WHAT THE TASK ASKS
All lines in the material below that contain "opened" should be located and copied.

TASK INPUT
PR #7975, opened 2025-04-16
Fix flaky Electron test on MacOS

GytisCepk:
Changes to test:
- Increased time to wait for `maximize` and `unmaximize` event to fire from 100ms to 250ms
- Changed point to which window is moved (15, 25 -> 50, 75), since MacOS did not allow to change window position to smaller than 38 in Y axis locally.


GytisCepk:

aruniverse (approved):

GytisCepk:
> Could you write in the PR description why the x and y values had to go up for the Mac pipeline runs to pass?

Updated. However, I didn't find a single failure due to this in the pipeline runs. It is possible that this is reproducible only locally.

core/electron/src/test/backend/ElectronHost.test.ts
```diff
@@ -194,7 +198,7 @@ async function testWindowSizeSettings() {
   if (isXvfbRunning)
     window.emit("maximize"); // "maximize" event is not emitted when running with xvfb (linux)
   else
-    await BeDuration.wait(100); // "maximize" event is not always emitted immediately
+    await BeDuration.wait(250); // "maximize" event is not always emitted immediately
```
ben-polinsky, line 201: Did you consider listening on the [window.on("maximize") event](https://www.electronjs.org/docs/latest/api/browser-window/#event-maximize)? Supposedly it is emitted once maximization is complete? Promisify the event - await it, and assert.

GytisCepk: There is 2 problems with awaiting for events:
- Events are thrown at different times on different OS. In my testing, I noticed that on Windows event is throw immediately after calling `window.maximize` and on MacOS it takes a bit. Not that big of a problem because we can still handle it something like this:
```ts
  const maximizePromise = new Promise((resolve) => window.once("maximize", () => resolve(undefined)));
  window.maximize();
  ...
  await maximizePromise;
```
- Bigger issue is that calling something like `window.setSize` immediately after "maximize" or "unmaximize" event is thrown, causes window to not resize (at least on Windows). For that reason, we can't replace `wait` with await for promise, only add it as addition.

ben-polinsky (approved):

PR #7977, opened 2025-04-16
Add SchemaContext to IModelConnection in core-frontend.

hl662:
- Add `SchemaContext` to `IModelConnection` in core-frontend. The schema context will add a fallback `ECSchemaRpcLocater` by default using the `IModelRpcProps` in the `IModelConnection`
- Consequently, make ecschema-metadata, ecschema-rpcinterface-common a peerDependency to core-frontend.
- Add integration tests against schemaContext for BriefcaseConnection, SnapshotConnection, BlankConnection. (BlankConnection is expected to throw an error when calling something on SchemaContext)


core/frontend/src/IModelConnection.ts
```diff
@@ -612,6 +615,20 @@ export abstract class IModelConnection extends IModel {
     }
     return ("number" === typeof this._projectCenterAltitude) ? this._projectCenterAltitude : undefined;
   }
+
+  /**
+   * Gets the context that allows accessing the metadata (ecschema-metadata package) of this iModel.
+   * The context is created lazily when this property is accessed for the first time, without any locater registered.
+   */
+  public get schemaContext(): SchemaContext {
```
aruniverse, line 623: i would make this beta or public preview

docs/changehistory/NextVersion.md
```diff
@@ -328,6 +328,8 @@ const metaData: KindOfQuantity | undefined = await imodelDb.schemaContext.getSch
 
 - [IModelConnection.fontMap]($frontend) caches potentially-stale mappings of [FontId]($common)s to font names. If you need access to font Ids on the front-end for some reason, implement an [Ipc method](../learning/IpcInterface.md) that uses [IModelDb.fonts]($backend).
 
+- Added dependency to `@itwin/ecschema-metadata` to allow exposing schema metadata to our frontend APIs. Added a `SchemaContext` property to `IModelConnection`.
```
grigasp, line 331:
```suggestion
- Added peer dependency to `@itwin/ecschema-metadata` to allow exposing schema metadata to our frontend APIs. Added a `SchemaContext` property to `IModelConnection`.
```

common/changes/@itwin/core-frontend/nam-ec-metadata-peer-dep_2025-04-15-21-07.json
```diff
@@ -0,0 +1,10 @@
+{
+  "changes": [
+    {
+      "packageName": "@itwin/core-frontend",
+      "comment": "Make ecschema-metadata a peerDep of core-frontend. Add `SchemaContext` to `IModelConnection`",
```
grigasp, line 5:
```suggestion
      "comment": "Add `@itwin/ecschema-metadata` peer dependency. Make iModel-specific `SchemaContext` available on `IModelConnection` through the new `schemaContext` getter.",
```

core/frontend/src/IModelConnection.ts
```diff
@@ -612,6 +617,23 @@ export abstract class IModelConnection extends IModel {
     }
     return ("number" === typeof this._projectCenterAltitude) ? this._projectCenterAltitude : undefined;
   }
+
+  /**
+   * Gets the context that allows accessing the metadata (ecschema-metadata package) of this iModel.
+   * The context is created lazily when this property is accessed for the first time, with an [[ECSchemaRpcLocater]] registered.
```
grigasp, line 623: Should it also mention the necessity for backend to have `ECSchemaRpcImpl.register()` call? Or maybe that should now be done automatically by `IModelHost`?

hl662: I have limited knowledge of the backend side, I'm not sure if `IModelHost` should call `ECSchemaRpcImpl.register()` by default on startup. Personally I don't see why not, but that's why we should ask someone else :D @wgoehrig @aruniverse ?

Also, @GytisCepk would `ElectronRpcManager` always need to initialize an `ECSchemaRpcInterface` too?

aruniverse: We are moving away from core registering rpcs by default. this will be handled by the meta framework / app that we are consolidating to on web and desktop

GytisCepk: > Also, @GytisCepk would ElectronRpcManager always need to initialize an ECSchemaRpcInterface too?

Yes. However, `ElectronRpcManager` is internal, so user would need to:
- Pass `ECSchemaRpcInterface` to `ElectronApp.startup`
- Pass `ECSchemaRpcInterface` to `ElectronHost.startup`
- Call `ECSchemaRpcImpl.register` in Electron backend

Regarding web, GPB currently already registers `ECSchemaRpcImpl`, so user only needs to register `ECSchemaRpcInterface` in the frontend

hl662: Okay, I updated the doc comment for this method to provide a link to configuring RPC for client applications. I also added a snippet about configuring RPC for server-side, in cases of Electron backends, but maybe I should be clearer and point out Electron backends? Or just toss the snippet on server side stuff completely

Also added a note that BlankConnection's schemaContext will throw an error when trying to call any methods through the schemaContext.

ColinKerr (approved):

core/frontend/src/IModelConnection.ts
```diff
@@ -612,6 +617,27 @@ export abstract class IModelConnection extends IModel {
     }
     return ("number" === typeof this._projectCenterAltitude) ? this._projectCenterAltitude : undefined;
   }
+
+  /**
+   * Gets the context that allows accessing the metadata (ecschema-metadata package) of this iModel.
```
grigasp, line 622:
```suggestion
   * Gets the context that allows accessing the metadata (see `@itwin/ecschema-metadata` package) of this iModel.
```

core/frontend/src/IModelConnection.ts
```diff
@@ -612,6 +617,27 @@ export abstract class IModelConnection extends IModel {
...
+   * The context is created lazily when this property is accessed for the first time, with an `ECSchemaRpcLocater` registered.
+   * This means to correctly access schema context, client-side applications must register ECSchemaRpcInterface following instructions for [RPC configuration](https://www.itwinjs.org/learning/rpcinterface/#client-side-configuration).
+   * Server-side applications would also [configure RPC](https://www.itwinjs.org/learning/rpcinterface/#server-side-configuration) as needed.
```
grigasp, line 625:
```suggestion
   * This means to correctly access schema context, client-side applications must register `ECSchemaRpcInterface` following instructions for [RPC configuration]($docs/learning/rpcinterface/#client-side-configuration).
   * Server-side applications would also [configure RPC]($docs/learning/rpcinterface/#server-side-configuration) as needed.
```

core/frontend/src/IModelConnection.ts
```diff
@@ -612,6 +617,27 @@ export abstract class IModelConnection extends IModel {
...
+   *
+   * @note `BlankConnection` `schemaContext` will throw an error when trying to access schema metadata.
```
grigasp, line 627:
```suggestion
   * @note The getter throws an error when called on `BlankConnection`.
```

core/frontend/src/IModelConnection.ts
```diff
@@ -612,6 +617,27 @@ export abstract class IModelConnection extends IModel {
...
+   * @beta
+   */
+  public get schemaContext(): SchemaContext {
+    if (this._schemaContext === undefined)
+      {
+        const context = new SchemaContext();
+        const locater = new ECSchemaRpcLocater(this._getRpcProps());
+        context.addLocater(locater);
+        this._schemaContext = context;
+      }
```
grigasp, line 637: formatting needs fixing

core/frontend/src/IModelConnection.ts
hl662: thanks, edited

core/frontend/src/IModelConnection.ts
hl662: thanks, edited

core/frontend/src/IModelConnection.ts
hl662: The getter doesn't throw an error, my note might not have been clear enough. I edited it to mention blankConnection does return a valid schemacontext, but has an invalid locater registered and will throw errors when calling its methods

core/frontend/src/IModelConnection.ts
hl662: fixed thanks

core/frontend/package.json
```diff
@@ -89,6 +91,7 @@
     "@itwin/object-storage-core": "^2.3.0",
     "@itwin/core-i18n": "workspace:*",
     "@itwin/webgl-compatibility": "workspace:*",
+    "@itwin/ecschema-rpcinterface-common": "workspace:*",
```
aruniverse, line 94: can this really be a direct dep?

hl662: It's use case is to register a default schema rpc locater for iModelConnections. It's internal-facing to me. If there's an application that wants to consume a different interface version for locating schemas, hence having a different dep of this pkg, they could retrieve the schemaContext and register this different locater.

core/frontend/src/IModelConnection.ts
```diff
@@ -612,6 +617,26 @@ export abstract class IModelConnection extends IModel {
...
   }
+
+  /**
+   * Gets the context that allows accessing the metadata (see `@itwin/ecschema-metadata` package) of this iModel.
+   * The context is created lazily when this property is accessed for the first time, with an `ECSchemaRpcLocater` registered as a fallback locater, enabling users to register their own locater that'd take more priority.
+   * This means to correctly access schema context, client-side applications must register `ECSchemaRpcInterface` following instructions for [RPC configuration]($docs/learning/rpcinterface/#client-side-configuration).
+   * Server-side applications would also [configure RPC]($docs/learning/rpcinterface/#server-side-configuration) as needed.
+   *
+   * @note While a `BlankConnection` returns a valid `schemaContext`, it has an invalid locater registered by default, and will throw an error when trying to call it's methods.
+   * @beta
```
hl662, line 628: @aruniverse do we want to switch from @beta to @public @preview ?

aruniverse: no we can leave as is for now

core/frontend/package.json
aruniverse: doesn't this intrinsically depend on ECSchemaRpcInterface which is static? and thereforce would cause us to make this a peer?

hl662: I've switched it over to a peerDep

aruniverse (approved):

WRITTEN ANSWER
PR #7975, opened 2025-04-16
PR #7977, opened 2025-04-16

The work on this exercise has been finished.